Nach § 9 Abs. 2 des IHK-Gesetzes ist die IHK berechtigt, zur Festsetzung der Beiträge die Bemessungsgrundlagen von den Finanzämtern zu erhalten. Die Finanzämter sind zur Mitteilung berechtigt und verpflichtet. Ihre Berechtigung ergibt sich aus § 31 Abs. 1 der Abgabenordnung, wonach sie die für deren Arbeit notwendigen Besteuerungsunterlagen an Körperschaften des öffentlichen Rechts weitergeben müssen. Es werden ausschließlich diese Daten übermittelt. Weitere anderweitige Einkünfte sind der IHK nicht bekannt. Das Steuergeheimnis ist auch von der IHK zu wahren. Sie darf die mitgeteilten Besteuerungsunterlagen nur für Beitragszwecke verwenden und nicht Dritten offenbaren. Selbst innerhalb der IHK haben nur ausgewählte Mitarbeiter Zugang zu diesen Daten. Der Datenschutz ist damit sichergestellt.

Widerspruch oder Klage?

In Niedersachsen und einigen anderen Bundesländern wurde das frühere förmliche Widerspruchsverfahren abgeschafft und stattdessen die Möglichkeit einer sofortigen Klage mit entsprechenden Kosten vorgesehen. Wir möchten der guten Ordnung halber darauf hinweisen, dass wir selber leider auch nicht berechtigt sind, die dabei geltende Klagefrist von einem Monat ab Bekanntgabe des Beitragsbescheids zu verlängern, und weisen in unserer Rechtsbehelfsbelehrung auch korrekt darauf hin.
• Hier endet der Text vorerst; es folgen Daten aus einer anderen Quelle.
PR #9671, opened 2025-01-17
ci: requiring two org members to approve for PR merge; preventing in org sock puppet accounts

Darien-Lin:
**Description**

This adds multi-approver workflow following this: https://github.com/abcxyz/pkg?tab=readme-ov-file#multi-approversyml.
This prevents in-org sock puppet accounts.

### DIFF
--- a/.github/workflows/members.json
+++ b/.github/workflows/members.json
@@ -1,0 +1,233 @@
+[
+  {
+    "login": "aaron-prindle"
+  },
+  {
+    "login": "akulkapoor-google"
+  },
+  {
+    "login": "alicejli"
+  },
+  {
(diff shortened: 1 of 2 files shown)


.github/workflows/members.json
```diff
@@ -0,0 +1,233 @@
+[
```
plumpy, line 1: Wait, this is the approved workflow? We're supposed to manually maintain this file?

Is there a way to just add `skaffold-team` to this file? I don't even know who most of these people are

plumpy: (And skaffold-team has the advantage of being automatically synced to our internal systems)

Issue #9681, opened 2025-01-24
`skaffold render --debug` suggested but missing


th0ger:
The `skaffold render` command suggests `--debug` to render invalid YAML, but the option is missing in the CLI, in `--help`, and latest [docs](https://skaffold.dev/docs/references/cli/#skaffold-render).

```bash
$ skaffold render
std out err: [blah blah] error converting YAML to JSON: yaml: [blah blah]
Use --debug flag to render out invalid YAML
)

$ skaffold render --debug
unknown flag: --debug
See 'skaffold render --help' for usage.

$ skaffold render --help | grep "\-\-debug"

$skaffold --debug render
unknown flag: --debug
See 'skaffold --help' for usage.

$ skaffold --help | grep "\-\-debug"

$ skaffold version
v2.12.0
```

I browsed for open issues.

idsulik:
@th0ger thank you for the issue, after this fix https://github.com/GoogleContainerTools/skaffold/pull/9682, you'll be able to specify [helm.flags.global](https://skaffold.dev/docs/references/yaml/?version=v4beta12#manifests-helm-flags-global) --debug and the flag will be passed to helm command, example output with invalid template and _debug_ flag:

<img width="988" alt="Image" src="https://github.com/user-attachments/assets/8500a758-1b6d-4f09-a4dd-4d4fb911411f" />

th0ger:
Fast simple fix, thanks.

katiexzhang:
Hi @th0ger , could you please point to where in the docs you see this: "The skaffold render command suggests --debug to render invalid YAML"?

idsulik:
@katiexzhang he has already pointed it out:
```
$ skaffold render
std out err: [blah blah] error converting YAML to JSON: yaml: [blah blah]
Use --debug flag to render out invalid YAML
```
and, he has already written that the output was from the helm command which was executed by the scaffold:
> I just found out that, the error is thrown by helm, not skaffold:

th0ger:
@idsulik (katiexzhang could be a bot...)

idsulik:
oh, it's interesting)

katiexzhang:
Ah my bad, I didn't see the second comment and was referring to our public docs, which does not support `skaffold render --debug` https://skaffold.dev/docs/references/cli/#skaffold-render.

Could you please update the issue title / description to reflect the actual issue?

th0ger:
> Could you please update the issue title / description to reflect the actual issue?

[...]

PR #9682, opened 2025-01-25
fix(rendered): Pass helm legacy deploy flags to render config

idsulik:
Fixes: #9681  

**Description**
The helm's flag 'global' says _additional flags passed on every command_ https://skaffold.dev/docs/references/yaml/?version=v4beta12#manifests-helm-flags-global, but skaffold doesn't pass while rendering, fixed it


katiexzhang (changes requested):
Could you add a test case covering this?

idsulik:
> Could you add a test case covering this?

refactored a bit and added test

katiexzhang (approved):

PR #9686, opened 2025-01-27
cloud-build.md replace container registry with artifact registry

ersin-ertan:
**Description**
Update product name and link. Container Registry is deprecated and the existing link redirects to Artifact Registry.


katiexzhang (changes requested):
Please follow the conventional commits format:
❌ The following linting errors found:

subject may not be empty
type may not be empty
for the following input:
"cloud-build.md replace container registry with artifact registry"

PR #9688, opened 2025-01-28
chore: Fix BuildContextCompressionLevel description, output the level

idsulik:
**Description**
1. Fixed `BuildContextCompressionLevel` description
2. Add logging for the compression level - `using gzip compression level {level}`

### DIFF
--- a/docs-v2/content/en/schemas/v4beta12.json
+++ b/docs-v2/content/en/schemas/v4beta12.json
@@ -2672,8 +2672,9 @@
         },
         "buildContextCompressionLevel": {
           "type": "integer",
-          "description": "gzip compression level(0-9) for the build context. Defaults to 1 (BestSpeed). 0: NoCompression. 1: BestSpeed. 9: BestCompression. -1: DefaultCompression. -2: HuffmanOnly.",
-          "x-intellij-html-description": "gzip compression level(0-9) for the build context. Defaults to 1 (BestSpeed). 0: NoCompression. 1: BestSpeed. 9: BestCompression. -1: DefaultCompression. -2: HuffmanOnly."
+          "description": "gzip compression level(0-9) for the build context. 0: NoCompression. 1: BestSpeed. 9: BestCompression. -1: DefaultCompression. -2: HuffmanOnly.",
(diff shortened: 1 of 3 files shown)


katiexzhang:
Thanks for the change @idsulik, although since there is no explicit request for this, I don't think it's necessary.

idsulik:
@katiexzhang , what do you mean? the description isn't full, how does the user should know what value they can use and what does it mean?

idsulik:
> gzip compression level for the build context. 

https://skaffold.dev/docs/references/yaml/#build-artifacts-kaniko-buildContextCompressionLevel

who knows what compression levels gzip has? I didn't even know until I made this feature.
Originally, I wrote all the levels in the description just for this purpose, so that the documentation would show it and the developers would know what value they could substitute, but because of a bug in the documentation generation, not the full description was published, and I didn't notice it.

katiexzhang (changes requested):
Where are you getting these descriptions from, specifically the -2? If possible, could you use the description from public docs, like https://docs.python.org/3/library/gzip.html.

Also I think you accidentally removed the default value.

idsulik:
1. from here https://pkg.go.dev/compress/flate#pkg-constants. 
2. the changes contain default value as well

idsulik:
@plumpy hi! Could you please check the PR? @katiexzhang is doing a weird code review, [saying](https://github.com/GoogleContainerTools/skaffold/pull/9688#issuecomment-2620158722) full documentation is unnecessary without explicitly asking for it and [asking](https://github.com/GoogleContainerTools/skaffold/pull/9688#pullrequestreview-2581530077) to put a link to gzip's page while the constants from the go' package

docs-v2/content/en/schemas/v4beta12.json
```diff
@@ -2672,9 +2672,8 @@
         },
         "buildContextCompressionLevel": {
           "type": "integer",
-          "description": "gzip compression level for the build context.",
-          "x-intellij-html-description": "gzip compression level for the build context.",
-          "default": "1"
```
katiexzhang, line 2677: This line was removed: "default": "1"

idsulik: oh, sorry, haven't noticed it. pushed fix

Wir stehen aber unseren Mitgliedsunternehmen gerne auch weiterhin ohne Klageverfahren für eine direkte Ansprache zur Verfügung und sichern ausdrücklich zu, dass wir formlose „Widersprüche“, die innerhalb dieser Frist an unsere IHK gerichtet werden, auch weiterhin und auch nach Ablauf dieser Frist inhaltlich sachlich prüfen und nach Recht und Gesetz darüber entscheiden werden. Unnötige Gerichtskosten möchten wir Ihnen damit gerne ersparen.